Go through the data below and copy each line that includes "SiPMSelectionMethod".

══ Listed records

PR #953, opened 2026-03-05
Implement Pyrrha functionalities in Irene

Ian0sborne:
This PR addresses the data processing issues cause by the SiPM thresholds in Irene. It retains standard Irene functionalities but also implements the new Pyrrha selection methods for SiPMs, which relies on a spatial selection rather than a charge threshold. 

The user is free to decide how they would rather process the raw waveforms (using the old Irene or Pyrrha), as the config file allows for either method to be selected.

### DIFF
--- a/invisible_cities/calib/calib_sensors_functions.py
+++ b/invisible_cities/calib/calib_sensors_functions.py
@@ -136,15 +136,18 @@ def pmt_subtract_maw(cwfs, n_maw=100):
     return cwfs - maw
 
 
-def calibrate_sipms(sipm_wfs, adc_to_pes, *, bls_mode=BlsMode.mode):
+def calibrate_sipms(sipm_wfs, adc_to_pes, *, thr = None, bls_mode=BlsMode.mode):
     """
     Subtract baseline, and calibrates waveforms to pes.
     """
-    #thr  = to_col_vector(np.full(sipm_wfs.shape[0], thr))
     bls  = subtract_baseline(sipm_wfs, bls_mode=bls_mode)
     cwfs = calibrate_wfs(bls, adc_to_pes)
-    return cwfs
-    #return np.where(cwfs > thr, cwfs, 0)
+    if thr is None:
+        return cwfs
+    else:
+        # if you apply a threshold here, apply as usual
+        thr  = to_col_vector(np.full(sipm_wfs.shape[0], thr))
+        return np.where(cwfs > thr, cwfs, 0)
 
 
 def subtract_mean  (wfs): return subtract_baseline(wfs, bls_mode=BlsMode.mean  )
--- a/invisible_cities/calib/calib_sensors_functions.py
+++ b/invisible_cities/calib/calib_sensors_functions.py
@@ -136,15 +136,15 @@ def pmt_subtract_maw(cwfs, n_maw=100):
     return cwfs - maw
 
 
-def calibrate_sipms(sipm_wfs, adc_to_pes, thr, *, bls_mode=BlsMode.mode):
+def calibrate_sipms(sipm_wfs, adc_to_pes, *, bls_mode=BlsMode.mode):
     """
-    Subtracts the baseline, calibrates waveforms to pes
-    and suppresses values below `thr` (in pes).
+    Subtract baseline, and calibrates waveforms to pes.
     """
-    thr  = to_col_vector(np.full(sipm_wfs.shape[0], thr))
+    #thr  = to_col_vector(np.full(sipm_wfs.shape[0], thr))
     bls  = subtract_baseline(sipm_wfs, bls_mode=bls_mode)
     cwfs = calibrate_wfs(bls, adc_to_pes)
-    return np.where(cwfs > thr, cwfs, 0)
+    return cwfs
+    #return np.where(cwfs > thr, cwfs, 0)
 
 
 def subtract_mean  (wfs): return subtract_baseline(wfs, bls_mode=BlsMode.mean  )
--- a/invisible_cities/calib/calib_sensors_functions.py
+++ b/invisible_cities/calib/calib_sensors_functions.py
@@ -136,18 +136,13 @@ def pmt_subtract_maw(cwfs, n_maw=100):
     return cwfs - maw
 
 
-def calibrate_sipms(sipm_wfs, adc_to_pes, *, thr = None, bls_mode=BlsMode.mode):
+def calibrate_sipms(sipm_wfs, adc_to_pes, *, bls_mode=BlsMode.mode):
     """
     Subtract baseline, and calibrates waveforms to pes.
     """
     bls  = subtract_baseline(sipm_wfs, bls_mode=bls_mode)
     cwfs = calibrate_wfs(bls, adc_to_pes)
-    if thr is None:
-        return cwfs
-    else:
-        # if you apply a threshold here, apply as usual
-        thr  = to_col_vector(np.full(sipm_wfs.shape[0], thr))
-        return np.where(cwfs > thr, cwfs, 0)
+    return cwfs
 
 
 def subtract_mean  (wfs): return subtract_baseline(wfs, bls_mode=BlsMode.mean  )
--- a/invisible_cities/calib/calib_sensors_functions.py
+++ b/invisible_cities/calib/calib_sensors_functions.py
@@ -59,8 +59,9 @@ def modes  (wfs): return to_col_vector(mode  (wfs, axis=1))
 
 def subtract_baseline(wfs, *, bls_mode=BlsMode.mean):
     """
-    Subtract the baseline to all waveforms in the input
-    with a specific algorithm.
+    Subtract the baseline from all waveforms in the input
+    with a specific algorithm, leaving individual samples
+    that are already 0 untouched.
 
     Parameters
     ----------
@@ -75,15 +76,18 @@ def subtract_baseline(wfs, *, bls_mode=BlsMode.mean):
     Returns
     -------
     bls: np.ndarray with shape (n, m)
-        Baseline-subtracted waveforms.
+        Baseline-subtracted waveforms, with originally-zero
+        samples left as 0.
     """
 
-    if   bls_mode is BlsMode.mean     : return wfs - means     (wfs)
-    elif bls_mode is BlsMode.median   : return wfs - medians   (wfs)
-    elif bls_mode is BlsMode.mode     : return wfs - modes     (wfs)
-    elif bls_mode is BlsMode.scipymode: return wfs - scipy_mode(wfs, axis=1)
+    if   bls_mode is BlsMode.mean     : baseline = means     (wfs)
+    elif bls_mode is BlsMode.median   : baseline = medians   (wfs)
+    elif bls_mode is BlsMode.mode     : baseline = modes     (wfs)
+    elif bls_mode is BlsMode.scipymode: baseline = scipy_mode(wfs, axis=1)
     else:
         raise TypeError(f"Unrecognized baseline subtraction option: {bls_mode}")
+
+    return np.where(wfs == 0, 0, wfs - baseline) # subtracts the baseline to non-zero samples only
 
 
 def calibrate_wfs(wfs, adc_to_pes):
--- a/invisible_cities/calib/calib_sensors_functions.py
+++ b/invisible_cities/calib/calib_sensors_functions.py
@@ -157,10 +157,10 @@ def sipm_subtract_median_and_calibrate(sipm_wfs, adc_to_pes): return calibrate_w
 
 # Dict of functions for SiPM processing
 sipm_processing = {
-    SiPMCalibMode.subtract_mode            :      subtract_mode                ,# For gain extraction
-    SiPMCalibMode.subtract_median          :      subtract_median              ,# For gain extraction
-    SiPMCalibMode.subtract_mode_calibrate  : sipm_subtract_mode_and_calibrate  ,# For PDF calculation
-    SiPMCalibMode.subtract_mean_calibrate  : sipm_subtract_mean_and_calibrate  ,# For PDF calculation
-    SiPMCalibMode.subtract_median_calibrate: sipm_subtract_median_and_calibrate,# For PDF calculation
-    SiPMCalibMode.subtract_mode_zs         : calibrate_sipms                    # For data processing
+    SiPMCalibMode.subtract_mode              :      subtract_mode                ,# For gain extraction
+    SiPMCalibMode.subtract_median            :      subtract_median              ,# For gain extraction
+    SiPMCalibMode.subtract_mode_calibrate    : sipm_subtract_mode_and_calibrate  ,# For PDF calculation
+    SiPMCalibMode.subtract_mean_calibrate    : sipm_subtract_mean_and_calibrate  ,# For PDF calculation
+    SiPMCalibMode.subtract_median_calibrate  : sipm_subtract_median_and_calibrate,# For PDF calculation
+    SiPMCalibMode.subtract_baseline_calibrate: calibrate_sipms                    # For data processing
 }
--- a/invisible_cities/cities/components.py
+++ b/invisible_cities/cities/components.py
@@ -836,6 +836,28 @@ def threshold_sipm_selection(thr_sipm_type
     return threshold_sipm_selection
 
 
+def pyrrha_sipm_selection(selection_function : Callable
+                         , selection_kwargs    : dict
+                         , proximity_threshold : float
+                         , padding_radius      : float
+                         , run_number : int
+                         , detector_db : str):
+    '''
+    Function that applies a generic selection function to the sipms, which can be used to 
+    implement a spatial SiPM selection method (called Pyrrha).
+    '''
+    def pyrrha_sipm_selection(wfs, indices):
+        return wfm.spatial_selection_method(wfs, 
+                                            selection_function, 
+                                            selection_kwargs, 
+                                            proximity_threshold,
+                                            padding_radius,
+                                            run_number,
+                                            detector_db)
+
+    return pyrrha_sipm_selection
+
+
 def calibrate_with_mean(dbfile, run_number):
     DataSiPM   = load_db.DataSiPM(dbfile, run_number)
     adc_to_pes = np.abs(DataSiPM.adc_to_pes.values)
--- a/invisible_cities/cities/components.py
+++ b/invisible_cities/cities/components.py
@@ -84,6 +84,7 @@ from .. types  .ic_types          import        types_dict_summary
 from .. types  .ic_types          import         types_dict_tracks
 from .. types  .symbols           import                    WfType
 from .. types  .symbols           import                   CutAlgo
+from .. types  .symbols           import       SiPMSelectionMethod
 from .. types  .symbols           import               RebinMethod
 from .. types  .symbols           import                SiPMCharge
 from .. types  .symbols           import                   BlsMode
@@ -836,12 +837,12 @@ def threshold_sipm_selection(thr_sipm_type
     return threshold_sipm_selection
 
 
-def pyrrha_sipm_selection(selection_function : Callable
+def pyrrha_sipm_selection(selection_method     : SiPMSelectionMethod
                          , selection_kwargs    : dict
                          , proximity_threshold : float
                          , padding_radius      : float
-                         , run_number : int
-                         , detector_db : str):
+                         , run_number          : int
+                         , detector_db         : str):
     '''
     Function that applies a generic selection function to the sipms, which can be used to 
     implement a spatial SiPM selection method (called Pyrrha).
@@ -849,7 +850,7 @@ def pyrrha_sipm_selection(selection_function : Callable
     def pyrrha_sipm_selection(wfs, indices):
         return wfm.spatial_selection_method(wfs, 
                                             indices,
-                                            selection_function, 
+                                            selection_method, 
                                             selection_kwargs, 
                                             proximity_threshold,
                                             padding_radius,
--- a/invisible_cities/cities/components.py
+++ b/invisible_cities/cities/components.py
@@ -797,6 +797,23 @@ def calibrate_sipms(dbfile, run_number):
     return calibrate_sipms
 
 
+
+
+def threshold_sipm_selection(thr_sipm_type, thr_sipm, detector_db, run_number):
+    '''
+    Function that applies thresholding to the sipms in standard irene manner
+    '''
+
+    # extract sipm threshold
+    sipm_thr = get_actual_sipm_thr(thr_sipm_type, thr_sipm, detector_db, run_number)
+
+    def threshold_sipm_selection(wfs):
+        return wfm.charge_threshold_method(wfs, threshold = sipm_thr)
+
+    return threshold_sipm_selection
+
+
+
 def calibrate_with_mean(dbfile, run_number):
     DataSiPM   = load_db.DataSiPM(dbfile, run_number)
     adc_to_pes = np.abs(DataSiPM.adc_to_pes.values)
--- a/invisible_cities/cities/components.py
+++ b/invisible_cities/cities/components.py
@@ -809,8 +809,8 @@ def apply_cutting_function(algo, **cutting_params):
         # temporary solution, think of a nicer method
         func = threshold_sipm_selection(**cutting_params)
 
-    def apply_cutting_function(wfs, indices):
-        return func(wfs, indices)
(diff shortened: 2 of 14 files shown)


invisible_cities/calib/calib_sensors_functions.py
```diff
@@ -136,15 +136,18 @@ def pmt_subtract_maw(cwfs, n_maw=100):
...
-    thr  = to_col_vector(np.full(sipm_wfs.shape[0], thr))
     bls  = subtract_baseline(sipm_wfs, bls_mode=bls_mode)
     cwfs = calibrate_wfs(bls, adc_to_pes)
-    return np.where(cwfs > thr, cwfs, 0)
+    if thr is None:
+        return cwfs
+    else:
+        # if you apply a threshold here, apply as usual
+        thr  = to_col_vector(np.full(sipm_wfs.shape[0], thr))
+        return np.where(cwfs > thr, cwfs, 0)
```
Ian0sborne: Even though this is not used in the code, this is needed for 4 tests in `calib_sensor_functions_test.py`.

gonzaponte: Add another function that does the thresholds suppression, redo those tests doing the threshold suppression outside `calibrate_sipms`, and finally remove the `else` branch here

Ian0sborne: The function `charge_threshold_method()` in `reco/wfm_functions.py` does the zero suppression step. Should I make a function that does just that? If I do this, do I remove the test that rely on zero suppression from `calib_sensor_functions_test.py` and implement them specifically for this new function?

invisible_cities/calib/calib_sensors_functions.py
Ian0sborne: This name may be misleading now after the change, however I'm reluctant to change it in case it breaks other things (maybe configs?)

gonzaponte: Change it, if it affects anyone, that's @RhiannonCoupeNeutrinos, and you are in close proximity to resolve it quickly :)

invisible_cities/cities/components.py
```diff
@@ -1226,7 +1274,7 @@ def integrate_wfs(wfs):
 def compute_and_write_pmaps(detector_db, run_number, pmt_samp_wid, sipm_samp_wid,
                   s1_lmax, s1_lmin, s1_rebin_stride, s1_stride, s1_tmax, s1_tmin,
                   s2_lmax, s2_lmin, s2_rebin_stride, s2_stride, s2_tmax, s2_tmin, thr_sipm_s2,
-                  h5out, sipm_rwf_to_cal=None):
+                  h5out, apply_cut, sipm_rwf_to_cal=None):
```
gonzaponte: I think we need a better name for `apply_cut.` Think of something along the lines of "sipm selection algorithm"

invisible_cities/reco/peak_functions.py
```diff
@@ -76,13 +77,18 @@ def build_pmt_responses(indices, times, widths, ccwf,
...
-     sipm_wfs)   = select_wfs_above_time_integrated_thr(sipm_wfs_,
-                                                        thr_sipm_s2)
+    if apply_cut is not None:
+        # apply cut before slicing and rebinning
+        (sipm_ids,
+         sipm_wfs)   = apply_cut(sipm_wfs)
+    else:
+        # give all sipm ids as index if no cut is applied
+        sipm_ids     = np.arange(sipm_wfs.shape[0])
+
```
gonzaponte: What does `apply_cut = None` represent? I thought there were only 2 options: threshold or pyrrha

invisible_cities/reco/peak_functions_test.py
```diff
@@ -350,10 +353,18 @@ def test_build_sipm_responses(wf_with_indices):
     wfs_slice       = wfs[:, indices]
     peak_integrals  = wfs_slice.sum(axis=1)
     below_thr_index = np.argmin (peak_integrals)
-    # next_float doesn't work here
     thr             = peak_integrals[below_thr_index] * 1.000001
+
+    # next_float doesn't work here
```
gonzaponte, line 356: This comment belongs above the previous line

invisible_cities/reco/wfm_functions.py
```diff
@@ -129,3 +136,211 @@ def compare_cwf_blr(cwf, pmtblr, event_list, window_size=500):
             DIFF.append(diff)
 
     return np.array(DIFF)
+
+
+def zero_wfs_below_threshold(wfs         : np.ndarray,
+                             zeroing_thr : Optional[float] = 2.) -> np.ndarray:
```
gonzaponte: The threshold should not be an optional parameter (update docstring as well)

invisible_cities/reco/wfm_functions.py
```diff
@@ -129,3 +136,211 @@ def compare_cwf_blr(cwf, pmtblr, event_list, window_size=500):
...
+    Boolean numpy array of shape (n_sipms,) where True indicates that the SiPM is selected.
+    """
+    charges = np.sum(wfs, axis=1)
+    threshold = np.median(charges) + nsigma * np.std(charges)
+    return charges >= threshold
+
+
+def charge_threshold_method(wfs             : np.ndarray,
+                            zeroing_thr     : Optional[float] = 2.,
+                            integration_thr : Optional[float] = 5.) -> Tuple[np.ndarray, np.ndarray]:
```
gonzaponte: Remove defaults here as well

invisible_cities/reco/wfm_functions.py
```diff
@@ -129,3 +136,211 @@ def compare_cwf_blr(cwf, pmtblr, event_list, window_size=500):
...
+    """
+    # zero entries below threshold
+    zwfs = zero_wfs_below_threshold(wfs, zeroing_thr)
+
+    # returns selected ids and waveforms above integral
+    return select_wfs_above_time_integrated_thr(zwfs, integration_thr)
+
+
+def top_n_method(wfs : np.ndarray,
+                 n   : Optional[int] = 10) -> np.ndarray:
```
gonzaponte: no default

invisible_cities/reco/wfm_functions.py
```diff
@@ -129,3 +136,211 @@ def compare_cwf_blr(cwf, pmtblr, event_list, window_size=500):
...
+    Returns
+    -------
+    2D array of shape (n_sipms, n_time_bins) containing the input waveforms with entries below threshold set to zero.
+    """
+    thr = to_col_vector(np.full(wfs.shape[0], zeroing_thr))
+    return np.where(wfs > thr, wfs, 0)
+
+
+def median_std_method(wfs    : np.ndarray,
+                      nsigma : Optional[float] = 3.) -> np.ndarray:
```
gonzaponte, line 163: Contrary to the other cases, I think this default is well motivated

invisible_cities/reco/wfm_functions.py
```diff
@@ -129,3 +136,211 @@ def compare_cwf_blr(cwf, pmtblr, event_list, window_size=500):
...
+    selected_ids[idx] = True
+    return selected_ids
+
+
+def kill_isolated_sipms(selected_ids        : np.ndarray,
+                        sipm_x              : np.ndarray,
+                        sipm_y              : np.ndarray,
+                        proximity_threshold : float) -> np.ndarray:
+    """
+    For the SiPMs that have passed the previous selection, scans through the SiPMs to check if they
```
gonzaponte: The initial sentence implies that the user needs to understand the overall flow to understand this function, which should (almost) never be the case. One should be able to understand a function on its own. They might not understand how it fits in the whole picture, but that's a different problem.

invisible_cities/reco/wfm_functions.py
```diff
@@ -129,3 +136,211 @@ def compare_cwf_blr(cwf, pmtblr, event_list, window_size=500):
...
+
+    return selected_ids_no_isolated
+
+
+def apply_circular_padding(selected_ids_no_isolated : np.ndarray,
+                           sipm_x                   : np.ndarray,
+                           sipm_y                   : np.ndarray,
+                           padding_radius           : float) -> np.ndarray:
+    """
+    For the SiPMs that pass the previous selection, creates circular padding of radius padding_radius,
```
gonzaponte: Same here

invisible_cities/reco/wfm_functions.py
```diff
@@ -129,3 +136,211 @@ def compare_cwf_blr(cwf, pmtblr, event_list, window_size=500):
...
+        sipm_y,
+        proximity_threshold
+    )
+
+    sipm_ids_with_signal_ = apply_circular_padding(
+        selected_ids_no_isolated_,
+        sipm_x,
+        sipm_y,
+        padding_radius
+    )
```
gonzaponte, line 344: why the trailing underscores?

gonzaponte (changes requested):
I will take a deeper look, but here is a first go.

invisible_cities/reco/wfm_functions.py
Ian0sborne: The idea is that they shouldn't be used by the user, but we can remove that

invisible_cities/reco/peak_functions.py
Ian0sborne: I think this is a leftover from when we were first making the implementation, it doesn't make sense anymore I agree

Ian0sborne: However in the functions prior to this one, `apply_cut` is set as `None` in the parameters, see:

https://github.com/next-exp/IC/pull/953/changes/b268b328b15ec69715987f1b3c5fe45a9d10f6b2#diff-da42ca1aac462421c8d637d77af246ebd19d1c5c9d1764c251b771b420a1cacdR103

https://github.com/next-exp/IC/pull/953/changes/b268b328b15ec69715987f1b3c5fe45a9d10f6b2#diff-da42ca1aac462421c8d637d77af246ebd19d1c5c9d1764c251b771b420a1cacdR130

https://github.com/next-exp/IC/pull/953/changes/b268b328b15ec69715987f1b3c5fe45a9d10f6b2#diff-da42ca1aac462421c8d637d77af246ebd19d1c5c9d1764c251b771b420a1cacdR154

Should we leave this as is?

Ian0sborne: Okay I removed the `else` clause and some tests for the `peak_functions.py` use to the `None` case for the `apply_cut` parameter, so now without the `else` fallback they fail

```
FAILED invisible_cities/reco/peak_functions_test.py::test_build_peak_development[S2-40-True] - TypeError: 'NoneType' object is not callable
FAILED invisible_cities/reco/peak_functions_test.py::test_find_peaks_s2_style - TypeError: 'NoneType' object is not callable
FAILED invisible_cities/reco/peak_functions_test.py::test_get_pmap - TypeError: 'NoneType' object is not callable
``` 

Should we redo the functions that are using `apply_cut = None` so that there is some parameter passes through?

invisible_cities/cities/components.py
Ian0sborne: I agree, I'll do `sipm_selection_algo`, but I will change it last so there's no back and forth

invisible_cities/reco/peak_functions.py
gonzaponte: I think there are only two or three options, but correct me if I'm wrong:
- `None` meant "no selection", so everything is kept. You would need to add this option to `CutAlgo`
- `None` meant "threshold selection". In this case you need to adapt the tests by explicitly sending the original default threshold parameters.
- `None` meant "threshold selection but with some (non-defaul) specific value of the parameters (e.g. thr=0). You would need to tweak the tests to specify these values as well.

invisible_cities/reco/wfm_functions.py
gonzaponte: Yes, please. These variables only exist within the scope of this function.

invisible_cities/reco/peak_functions.py
Ian0sborne: `None` in this case means no cut is applied at all, I think the best option would be to implement this explicitly as an option.

I noticed that in the old version of the tests that failed above they set `thr_sipm_s2 = -1`, this is essentially equivalent to setting no threshold the way I see it.

If you agree I'll make an option for no threshold and that should fix things.

gonzaponte: Yup. Go ahead.

Ian0sborne: Done. What do you think?

Also should I make these functions have `CutAlgo.no_cut` as the default option?

https://github.com/next-exp/IC/commit/b268b328b15ec69715987f1b3c5fe45a9d10f6b2#diff-da42ca1aac462421c8d637d77af246ebd19d1c5c9d1764c251b771b420a1cacdR103

https://github.com/next-exp/IC/commit/b268b328b15ec69715987f1b3c5fe45a9d10f6b2#diff-da42ca1aac462421c8d637d77af246ebd19d1c5c9d1764c251b771b420a1cacdR130

https://github.com/next-exp/IC/commit/b268b328b15ec69715987f1b3c5fe45a9d10f6b2#diff-da42ca1aac462421c8d637d77af246ebd19d1c5c9d1764c251b771b420a1cacdR154

invisible_cities/cities/components.py
```diff
@@ -797,19 +787,89 @@ def calibrate_pmts(cwf):# -> CCwfs:
...
     def calibrate_sipms(rwf):
         return csf.calibrate_sipms(rwf,
                                    adc_to_pes = adc_to_pes,
-                                   thr        = thr_sipm,
                                    bls_mode   = BlsMode.mode)
 
     return calibrate_sipms
 
 
+def apply_cutting_function(algo, **cutting_params):
```
```suggestion
def select_cutting_function(algo, **cutting_params):
```

or
```suggestion
def select_cutting_algorithm(algo, **cutting_params):
```


would be more appropriate

invisible_cities/cities/components.py
```diff
@@ -797,19 +787,89 @@ def calibrate_pmts(cwf):# -> CCwfs:
...
+        func = pyrrha_sipm_selection(**cutting_params)
+    elif algo is CutAlgo.no_cut:
+        func = no_cut_sipm_selection()
+    else:
+        raise ValueError(f"Unsupported cutting algorithm: {algo!r}. Expected one of {list(CutAlgo)}")
+
+    def apply_cutting_function(wfs):
+        return func(wfs)
+
+    return apply_cutting_function
```
gonzaponte: this is the same as `return func`. you can also use the return statement directly in the if/elif branches.

invisible_cities/cities/components.py
```diff
@@ -797,19 +787,89 @@ def calibrate_pmts(cwf):# -> CCwfs:
...
+    '''
+    Function that applies thresholding to the sipms in standard irene manner,
+    by zeroing all waveform values below a threshold.
+    '''
+    # assume that if the detector_db is None, you return sipm threshold as the number provided
+    if detector_db is None:
+        sipm_thr = thr_sipm
+    else:
+        # extract sipm threshold
+        sipm_thr = get_actual_sipm_thr(thr_sipm_type, thr_sipm, detector_db, run_number)
```
gonzaponte: If you add comments, make them say something that is not obvious from the code.  In this case, since it is more a description of the function overall (rather than an implementation detail or trick), I would use the docstring to explain _what_ the function does.

invisible_cities/reco/wfm_functions.py
```diff
@@ -129,3 +136,217 @@ def compare_cwf_blr(cwf, pmtblr, event_list, window_size=500):
...
+    Parameters
+    ----------
+    wfs         : 2D array of shape (n_sipms, n_time_bins) containing the waveforms of each SiPM.
+    zeroing_thr : Charge threshold for zero suppression in PE.
+
+    Returns
+    -------
+    2D array of shape (n_sipms, n_time_bins) containing the input waveforms with entries below threshold set to zero.
+    """
+    thr = to_col_vector(np.full(wfs.shape[0], zeroing_thr))
```
gonzaponte:
```suggestion
    thr = np.full((wfs.shape[0], 1), zeroing_thr)
```

invisible_cities/reco/wfm_functions.py
```diff
@@ -129,3 +136,217 @@ def compare_cwf_blr(cwf, pmtblr, event_list, window_size=500):
...
+
+    Returns
+    -------
+    Tuple of np arrays including all passing sipm ids and the corresponding waveforms
+    """
+    # zero entries below threshold
+    zwfs = zero_wfs_below_threshold(wfs, zeroing_thr)
+
+    # returns selected ids and waveforms above integral
+    return select_wfs_above_time_integrated_thr(zwfs, integration_thr)
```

════

Solution to the problem:
+from .. types  .symbols           import       SiPMSelectionMethod
+def pyrrha_sipm_selection(selection_method     : SiPMSelectionMethod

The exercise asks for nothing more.